In interview with… Lee Marshall

In Autumn 2019, Professor Lee Marshall from SPAIS was awarded a BILT Teaching Innovation Grant to organise mindfulness lessons for 1st year Sociology students.

Why did you set up this project?

There were two reasons. The first is that, like a lot of academics, I am concerned about the levels of stress and anxiety that students today seem to experience. I know from my own experience that mindfulness can be an effective strategy for managing stress and I wanted to give new Sociology students the opportunity to learn some techniques that may help them in the future, even if they didn’t consider themselves ‘stressed’ at the time.

So this wasn’t just for students who were stressed?

No. In fact, I told the students that if they were suffering from high levels of stress and anxiety, or if they had experienced any kind of trauma in recent months, then this scheme may not be appropriate for them and I offered to help them find more appropriate forms of support available within the university. For this project, I emphasised mindfulness as a pre-emptive technique, a way of proactively looking after your mental health rather than responding to any particular crisis. You don’t just start going to the gym when you’re recovering from a broken leg. I wanted them to start thinking about mental health as something that could be positively managed.

What was the second reason?

The second reason is separate but connected. I have been involved in teaching sociology first years all of my career and I know that it can be very difficult for students to create friendship groups with others on their course. This isn’t a new issue – it was the same when I was a sociology undergraduate many years ago. The emphasis on independent study within sociology and other subjects like it means that students spend much less time together than, say, medics, and this can be a contributory factor to loneliness and anxiety. I hoped that by creating an extra-curricular activity that they would do with other Sociology students, it may help create a group identity which reduced any feelings of isolation.

How did you organise the project?

I used the money from the BILT grant to buy in a professional mindfulness company, Positivemeditation.com, who ran 6 sessions along with a short taster session for people to get a sense of what it might be like. These sessions ran on Thursday afternoons, and there were drinks and snacks afterwards to enable more of a social situation. Initially, I had intended to participate in the mindfulness sessions along with the students, but then I realised that having an old professor hanging around may put a dampener on any kind of group bonding! So, in the end I recruited some third-year sociology students to manage the sessions for me. I publicised the project via the first-year unit that I teach, which all sociology students have to take.

Did you get a lot of interest?

There was quite a high level of interest. When I emailed third years recruiting volunteers to the project, almost a third of students responded. Some of that would have just been people thinking about ‘employability’ opportunities, but a great many talked about what a good idea it was and how mindfulness had helped them deal with periods of stress and anxiety. After I publicised it to the first years, about a fifth of them – 30 or so – turned up to taster session. Following that session, 19 signed up to take the course.

How did it go?

Initially it went quite well. The first two sessions were very well attended, and the students told me that they were enjoying the sessions. But there was then a break because of reading week, and the strike action seemed to have an effect on students’ attendance. The later sessions had much worse attendance, between 4 and 8 students.
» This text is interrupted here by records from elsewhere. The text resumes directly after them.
PR #55, opened 2026-06-30
Fix resize, data-inspector and race-timer hot spots (replicates mxtommy/Kip #1086)

mairas:
Replicates upstream PR https://github.com/mxtommy/Kip/pull/1086 ("Fix resize, data-inspector and race-timer hot spots") by dillan.

Method: commit-by-commit cherry-pick (linear history, no merge commits in the upstream PR).

This is an experimental replica carried in the SKip fork for evaluation. It has not been independently verified against the SKip build — a build and functional review are required before merging.

### DIFF
--- a/src/app/core/components/dashboard/dashboard.component.html
+++ b/src/app/core/components/dashboard/dashboard.component.html
@@ -7,7 +7,6 @@
   (swipeup)="previousDashboard()"
   (swipedown)="nextDashboard()"
   (press)="addNewWidget($event)"
-  (window:resize)="resizeGridColumns()"
 >
 </gridstack>
 @if (gridIsEmpty()) {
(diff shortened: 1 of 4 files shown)


mairas:

**Verdict:** Safe to adopt. Byte-identical faithful cherry-pick of upstream #1086; all three fixes (race-timer subscription lifecycle, data-inspector throttle, redundant resize handler removal) are correct in SKip, the leak test genuinely pins the fix, and lint is clean. Nothing blocks merge.

- CI: all 13 checks green
- No actionable findings.

mairas:

**Independent verdict:** correct — judged on the code itself. (1) The race-timer fix eliminates a real subscription-stacking defect: ensureTimer runs from the config effect (every options() change) and from resetTimer() against a shared BehaviorSubject, so the old un-stored subscribe stacked observers, multiplying beeps/draws per tick. The new code unsubscribes the prior sub, resubscribes once, and binds via takeUntilDestroyed(destroyRef); traced mount/re-arm/reset/destroy all yield exactly one observer, preserve the running value on re-arm, reset to configured length, and produce zero callbacks after destroy. No stale/wrong displayed value, no leak, no double-count. (2) data-inspector throttleTime(500, async, leading+trailing) rate-limits a diagnostic table while trailing:true guarantees eventual convergence to the latest full-tree state within 500ms — no permanent staleness. (3) Removing (window:resize) drops nothing: the pre-existing ResizeObserver on the dashboard host already covers window-driven host resize (and resizeGridColumns early-returns when host height is unchanged), making the binding strictly redundant.

Confidence: `high`.

No findings — confirmed correct on the code's own merits.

So do you think the project was a failure?

That’s hard to answer. Obviously, it didn’t do what I hoped it would do – there is not a blooming sociology community growing out of this project in the way I hoped. Nor have I managed to persuade many first years to proactively look after their mental health. But, at the same time, it is clear that the project was really helpful for those who stuck with it. The feedback I got at the end was very positive. One student wrote that “the mindfulness sessions were brilliant. They were run very well and supportively. I feel like I have new tools in my toolbox to handle being human.” That’s important, and I am happy that those students got something out of it. So, I don’t view the project as a failure, but it didn’t succeed in the way I wanted.

What lessons have you learned from the project?
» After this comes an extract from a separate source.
PR #57, opened 2026-06-30
Lazy-load widget components and the history chart dialog (replicates mxtommy/Kip #1088)

mairas:
Replicates upstream PR https://github.com/mxtommy/Kip/pull/1088 ("Lazy-load widget components and the history chart dialog") by dillan.

**Method:** commit-by-commit cherry-pick onto `origin/main` (linear upstream history, single commit, no conflicts).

The main one – which I knew from prior experience, if I’m honest – is that if you try to put on extra-curricular activities, you need an individual – normally a member of staff – to continually act as a cheerleader, motivating students and encouraging them to attend, otherwise momentum fades away quickly. This was one of the problems I was trying to address with the project, but I didn’t resolve it. When I made the decision to not take part in the actual lessons myself, I lost the position that might have enabled me to keep more people committed to the project. If I ran the project again, I would think hard about that decision.
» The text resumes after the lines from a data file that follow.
PR #61, opened 2026-06-30
Video widget (3/3): accessibility, theming and UX overhaul (replicates mxtommy/Kip #1094)

mairas:
Replicates upstream PR https://github.com/mxtommy/Kip/pull/1094 ("Video widget (3/3): accessibility, theming and UX overhaul") by dillan.

Method: commit-by-commit cherry-pick (linear upstream history, 65 commits, original authorship preserved). The cherry-pick applied cleanly with no conflicts; SKip's package.json identity (`@halos-org/skip`, version) was retained automatically and the PR's new dependencies (`hls.js`, `piexifjs`, `@types/piexifjs`) were added.

Note: `package-lock.json` carries the upstream-replicated changes and will need regeneration before a build.

This is an experimental replica carried in the fork for evaluation. It has not been built or runtime-verified here.


mairas:
## Content review: accept-with-fixes — streaming security is solid; real marine-safety gaps remain

Read the widget, config, and stream utils in full across three lenses (streaming-security, resource-lifecycle, correctness+marine), attempting URL-bypass, leak, and stale-state exploits. Findings re-verified against the code.

**Genuinely solid (verified):**
- **URL scheme validation is done right and I couldn't bypass it:** the direct-URL source runs the raw string through the WHATWG `URL` parser and gates on the *normalized* `protocol`, binding the normalized `href`. `javascript:`/`data:`/`blob:`/`file:`, mixed-case, and embedded-whitespace tricks all rejected.
- **PTZ command construction is injection-safe:** `cameraId` gated through `/^[A-Za-z0-9-]+$/`, path built from a fixed `TPtzPath` union via `new URL(path, dir)`; preset token in the JSON body, not the URL. Velocities clamped to [-1,1].
- **Teardown is thorough:** `dispose()` bumps a generation token, clears timers/watchdog, removes listeners, `hls.destroy()`, stops receiver tracks + closes the PC, DELETEs the WHEP resource, resets `<video>`; `attach()` disposes at its head so a source change can't stack pipelines.

**Findings:**

`[high → medium · marine-safety]` **No liveness watchdog after the first frame — a frozen stream shows stale footage as live** — the only health monitor is a one-shot 8 s first-frame watchdog; once `onPlaying` sets `painted=true` it's cleared and nothing further tracks frame progress. No `stalled`/`waiting`/`timeupdate` on `<video>`, no stall handling on the MJPEG ``; WebRTC only reconnects on ICE `failed`. A camera that freezes while the PC stays alive holds the last frame with no spinner/error/reconnect — a helmsman reads a stale engine-room or dock-approach feed as current. Verified real. Fix this first for helm use (bind `timeupdate`/`stalled`, or an age indicator).

`[medium · marine-safety]` **PTZ keepalive defeats the gateway auto-stop and isn't cancelled on visibility change → camera runaway** — `beginPtz` starts a 1200 ms `setInterval` that re-sends the move "to defeat the gateway's auto-stop safety timeout." `stopPtzKeepAlive` fires on pointerup/cancel/blur but **not** on `visibilitychange`. Touch-hold pan, then the dashboard auto-switches page / the OS backgrounds the tab → no pointer event, the pipeline is disposed but the interval keeps POSTing move, defeating the failsafe; the camera slews to its mechanical limit. Verified real.

`[medium · reliability]` **WHEP negotiation and plugin/preset probes have no request timeout** — `whep.util.ts` fetches with no `AbortController`. If the gateway accepts the socket but never responds (wedged go2rtc), the fetch never settles → the "Couldn't connect" catch never runs → permanent "Connecting…" spinner, no error, no Retry. Verified real.

`[medium · reliability]` **WHEP `resourceUrl` assigned before the stale-generation check → leaks the go2rtc consumer** — `widget-video.component.ts:595-596`: `this.whepResource = resourceUrl` runs unconditionally, then the `generation !== gen` branch bails *without restoring* the prior value. With two negotiations in flight (preset change / reconnect) answered out of order, the superseded session's URL overwrites the active one; on teardown the active resource is never DELETEd and go2rtc keeps the consumer. Verified real.

Plus lows: `snapshotMessageTimer` and the `waitForIceGathering` fallback `setTimeout` aren't cleared on destroy.

**Bottom line:** security and teardown are well done; the marine-safety items (frozen-as-live liveness, PTZ runaway) and the no-timeout hang are what to fix before putting a camera feed in front of a helmsman.

_(Resolution applied earlier: Video widget re-expressed in main's lazy widget registry, +`hls.js`. CI green.)_

mairas:
## Fixes pushed

Addresses the marine-safety + reliability findings:
- **Frozen-as-live (HIGH):** after the first frame, a liveness watch tracks `timeupdate` progress; a stream that stops advancing (frozen without erroring) now forces a bounded reconnect, so the operator sees a reconnecting state instead of stale footage presented as live.
- **PTZ runaway:** the camera move is stopped (and an explicit stop sent) on `visibilitychange` when the page is hidden, and on destroy — not just clearing the keep-alive interval. Backgrounding / a page-switch delivers no pointerup/blur, so the keep-alive would otherwise defeat the gateway auto-stop.
- **WHEP hang:** negotiate/DELETE now carry an `AbortSignal` timeout, so a gateway that accepts the socket but never answers can't wedge the widget on "Connecting…".
- **WHEP leak:** `resourceUrl` is assigned only after the stale-generation check, so an out-of-order superseded negotiation can't overwrite/leak the active session's go2rtc consumer.
- Cleared the ICE-gathering fallback timer on early completion and the snapshot-message timer on destroy.

Tests: WHEP timeout signal, PTZ-stop-on-hide. Full vitest suite 705/705; CI green.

Would you run the project again?

No, at least not as it was constructed this year. It required too much organisation, and the financial costs were too high, for the small number of students who benefitted from it, even though I’m happy for those individual people. I’m also not sure that one individual, or one individual project, can do much to change students’ orientation to a more proactive management of their mental health, even though I do think that is really important. It needs a more institution-wide approach, I think. At the same time, the initial responses I got from the third-year students especially indicate that there is potential interest in more mindfulness-style activity, perhaps at a subject or school level. It would be good if something could be developed that addressed that.